■ Task to complete:
Search the records for "adding". Report every line where it occurs.

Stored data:
PR #232, opened 2019-06-03
add encoding in client functions

JianGuoPinterest:
in order to support remcached operations, I extracted the key helper function, it won't affect the current logic, this _key_helper function will be override in the remcached client implementation.


pymemcache/client/base.py
```diff
@@ -739,6 +739,10 @@ def _raise_errors(self, line, name):
             error = line[line.find(b' ') + 1:]
             raise MemcacheServerError(error)
 
+    # extract the key helper to support extensions
```
jparise: Because we're doing this to support possible extension via subclasses, could you add a little bit more documentation here so that the contract is clearer to end users? I think using a docblock would probably be better than a comment for that purpose, too.

pymemcache/client/base.py
```diff
@@ -304,6 +305,9 @@ def set(self, key, value, expire=0, noreply=None):
                   from the cache, or zero for no expiry (the default).
           noreply: optional bool, True to not wait for the reply (defaults to
                    self.default_noreply).
+          flag: remcached operation flag
```
LINKIWI: The `flag` is not specific to remcached, but rather [one component](https://github.com/memcached/memcached/blob/master/doc/protocol.txt#L149) of the memcached protocol's underlying storage command API. Let's update the documentation to reflect this.

pymemcache/client/base.py
```diff
@@ -304,6 +305,9 @@ def set(self, key, value, expire=0, noreply=None):
...
+          encoding: pymemcached use ascii, remcached use utf-8
```
LINKIWI: Again there is no need to reference remcached here as this is a generic, public-facing API. The encoding value here controls how the data is encoded before shipping it on the wire. The fact that remcached chooses `utf-8` is an implementation detail.

pymemcache/client/base.py
```diff
@@ -739,6 +744,22 @@ def _raise_errors(self, line, name):
             error = line[line.find(b' ') + 1:]
             raise MemcacheServerError(error)
 
+    def _key_helper(self, key, remapped_keys, prefixed_keys):
+        """
+        This function is extracted from _fetch_cmd to support
+            future extension for remcached.
+        Remcached will support rich data structure like list/map/set,
```
LINKIWI: This class need not be aware of potential subclass implementations. Same as above, let's remove the reference here.

pymemcache/client/base.py
```diff
@@ -739,6 +744,22 @@ def _raise_errors(self, line, name):
             error = line[line.find(b' ') + 1:]
             raise MemcacheServerError(error)
 
+    def _key_helper(self, key, remapped_keys, prefixed_keys):
```
LINKIWI: While we do need to eventually override this method's logic, by itself it is not particularly useful. It may be more useful to extract the logic under `elif line.startswith(b'VALUE'):` to a separate method. Can you elaborate on the issues you ran into when you tried to do that?

From a cursory glance seems like you can pass in `remapped_keys`, `prefixed_keys`, and `line` as inputs and keep most of the logic intact.

pymemcache/client/base.py
```diff
@@ -293,7 +293,8 @@ def close(self):
             finally:
                 self.sock = None
 
-    def set(self, key, value, expire=0, noreply=None):
+    def set(self, key, value, expire=0, noreply=None, flag=None,
+            encoding='ascii'):
```
jparise: It's a best practice to add new keyword arguments to the end of the signature in case someone has made an assumption about the positional order.

Also, I think this should be spelled `flags` to match the memcached protocol. And should this default to `0` instead of `None`?

pymemcache/client/base.py
```diff
@@ -304,6 +305,9 @@ def set(self, key, value, expire=0, noreply=None):
                   from the cache, or zero for no expiry (the default).
           noreply: optional bool, True to not wait for the reply (defaults to
                    self.default_noreply).
+          flag: memcached operation flag
```
jparise: (Let's swap the order of `flags` and `encoding` here, too.

We should also provide a little more document borrowed from the protocol:

https://github.com/memcached/memcached/blob/78eb7701e0823643d693c1a7a6fd8a0c75db74d8/doc/protocol.txt#L175-L181

Something like:

```
flags: int, arbitrary bit field used for server-specific flags
```

pymemcache/client/base.py
```diff
@@ -739,6 +744,32 @@ def _raise_errors(self, line, name):
             error = line[line.find(b' ') + 1:]
             raise MemcacheServerError(error)
 
+    def _value_helper(self, expect_cas, line, buf, remapped_keys,
+                      prefixed_keys):
+        """
+        This function is abstracted from _fetch_cmd to support different ways
+        of value extraction. In order to use this feature, _value_helper needs
+        to be overriden in the subclass.
+
```
jparise: nit: extra newline

pymemcache/client/base.py
```diff
@@ -755,30 +786,16 @@ def _fetch_cmd(self, name, keys, expect_cas):
             buf = b''
             result = {}
             while True:
+
```
jparise: nit: extra newline

pymemcache/client/base.py
```diff
@@ -755,30 +786,16 @@ def _fetch_cmd(self, name, keys, expect_cas):
...
-                    key = remapped_keys[key]
-
-                    if self.deserializer:
-                        value = self.deserializer(key, value, int(flags))
-
-                    if expect_cas:
-                        result[key] = (value, cas)
-                    else:
-                        result[key] = value
+                    key, value, buf \
```
jparise: `\`-based continuations are discouraged. Please wrap something like this:

```python
key, value, buf = self._value_helper(expect_cas, line, buf,
                                     remapped_keys, prefixed_keys)
```

pymemcache/client/base.py
```diff
@@ -794,7 +811,8 @@ def _fetch_cmd(self, name, keys, expect_cas):
                 return {}
             raise
 
-    def _store_cmd(self, name, values, expire, noreply, cas=None):
+    def _store_cmd(self, name, values, expire, noreply, cas=None, flag=None,
```
jparise: `flag` -> `flags` and move to last argument.

pymemcache/client/base.py
```diff
@@ -803,7 +821,7 @@ def _store_cmd(self, name, values, expire, noreply, cas=None):
             extra += b' ' + cas
         if noreply:
             extra += b' noreply'
-        expire = six.text_type(expire).encode('ascii')
+        expire = six.text_type(expire).encode(encoding)
```
jparise: This looks like a good (but separate) bug fix. Can you submit it as its own Pull Request so we can easily give it its own tests and changelog entry?

(including the related lines below)

pymemcache/client/base.py
```diff
@@ -813,19 +831,23 @@ def _store_cmd(self, name, values, expire, noreply, cas=None):
             if self.serializer:
                 data, flags = self.serializer(key, data)
             else:
-                flags = 0
+                # flag is passed only by remcached operations
```
jparise: Please remove this comment. It's not generally applicable.

pymemcache/client/base.py
```diff
@@ -813,19 +831,23 @@ def _store_cmd(self, name, values, expire, noreply, cas=None):
...
+                if flag:
```
jparise: If we adopt `flags`, then bit of code can just use the `flags` parameter directly.

pymemcache/client/base.py
JianGuoPinterest: remcached only supports text protocol but not binary protocol, in order for the remcached extension to consume pymemcahe, the encoding has to be changed to 'utf-8', that's why I added param encoding. Do you think it's necessary to have a separate PR?

pymemcache/client/base.py
jparise: Please ignore the first part of my comment. I mistakenly thought that `encoding` already existed here.

pymemcache/client/base.py
jparise: Got it. I _do_ think it would be helpful to break this into three smaller (sequential) PRs:

1. The `encoding` addition.
2. The `flags` addition.
3. The "value helper".

JianGuoPinterest: totally! Will do!

pymemcache/client/base.py
```diff
@@ -304,6 +304,7 @@ def set(self, key, value, expire=0, noreply=None):
                   from the cache, or zero for no expiry (the default).
           noreply: optional bool, True to not wait for the reply (defaults to
                    self.default_noreply).
+          encoding: determines how the data is encoded(binary or text).
```
```suggestion
          encoding: optional str, controls data encoding (defaults to 'ascii').
```

LINKIWI:
The smaller-scope change looks pretty good to me. As jparise said let's add a test case for a non-default encoding, after which this will probably be good to merge.

JianGuoPinterest:
> Should we also add `encoding` to `set_many()`?
 
On remcached side, we do not consume the set_many() function, so logically we don't have to.

jparise:
> > Should we also add `encoding` to `set_many()`?
> 
> On remcached side, we do not consume the set_many() function, so logically we don't have to.

I think we should add it to `set_many()` for consistency, especially because it just calls through to the existing support in `_store_cmd()`.

pymemcache/client/base.py
```diff
@@ -794,7 +796,8 @@ def _fetch_cmd(self, name, keys, expect_cas):
                 return {}
             raise
 
-    def _store_cmd(self, name, values, expire, noreply, cas=None):
+    def _store_cmd(self, name, values, expire, noreply, cas=None,
+                   encoding='ascii'):
```
jparise: Because `_store_cmd()` is an internal method, I think we should move `encoding` just before `cas` and _not_ give it a default value (so no keyword argument) because we're always providing a value for it from the public methods.

JianGuoPinterest: _store_cmd() is being called by add()/ append()/ cas()/ prepend()/ replace()/ set()/ set_many(), from what you mentioned above, in order to make it consistency, should we add encoding for all these functions?

jparise: > _store_cmd() is being called by add()/ append()/ cas()/ prepend()/ replace()/ set()/ set_many(), from what you mentioned above, in order to make it consistency, should we add encoding for all these functions?

Eek, you're right. Should `encoding` be a Client-wide setting (set in `__init__()`)? Or might we vary it based on each `set` operation?

JianGuoPinterest: I'm pretty sure across remcached usage, we only use text protocol which is 'utf-8'. if we add encoding to `__init__()`, then in set and _store_cmd function, we won't need to add parameter encoding. Since the default encoding will be 'ascii', I don't think adding encoding into `__init__()` could cause any trouble for the current usage. If you think it's a good solution, i'll give it a try.

jparise: > I'm pretty sure across remcached usage, we only use text protocol which is 'utf-8'. if we add encoding to `__init__()`, then in set and _store_cmd function, we won't need to add parameter encoding. Since the default encoding will be 'ascii', I don't think adding encoding into `__init__()` could cause any trouble for the current usage. If you think it's a good solution, i'll give it a try.

Assuming we're only going to apply this to value (and not key) encoding, I think setting this in `__init__()` will work well.

Keys are expected to be ASCII-encoded so that shouldn't be configurable: https://github.com/memcached/memcached/blob/78eb7701e0823643d693c1a7a6fd8a0c75db74d8/doc/protocol.txt#L612-L615

JianGuoPinterest: yes, it's only for values. I'll work on it now.

pymemcache/test/test_client.py
```diff
@@ -131,9 +131,21 @@ def test_set_success(self):
...
+        # unit test for encoding passed in __init__()
+        client = self.make_client([b'STORED\r\n'], encoding='utf-8')
+        result = client.set(b'key', b'value', noreply=False)
+        assert result is True
+
     def test_set_future(self):
         client = self.make_client([b'STORED\r\n'])
-        result = client.set(newbytes(b'key'), newbytes(b'value'), noreply=False)
+        result = client.set(newbytes(b'key'), newbytes(b'value'),
+                            noreply=False)
```
jparise: I think, if you move `noreply` back to the pervious line as it was before, we'll get a cleaner diff here (and there isn't a reason to break this line here).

■ Answer for the task:
JianGuoPinterest: I'm pretty sure across remcached usage, we only use text protocol which is 'utf-8'. if we add encoding to `__init__()`, then in set and _store_cmd function, we won't need to add parameter encoding. Since the default encoding will be 'ascii', I don't think adding encoding into `__init__()` could cause any trouble for the current usage. If you think it's a good solution, i'll give it a try.
jparise: > I'm pretty sure across remcached usage, we only use text protocol which is 'utf-8'. if we add encoding to `__init__()`, then in set and _store_cmd function, we won't need to add parameter encoding. Since the default encoding will be 'ascii', I don't think adding encoding into `__init__()` could cause any trouble for the current usage. If you think it's a good solution, i'll give it a try.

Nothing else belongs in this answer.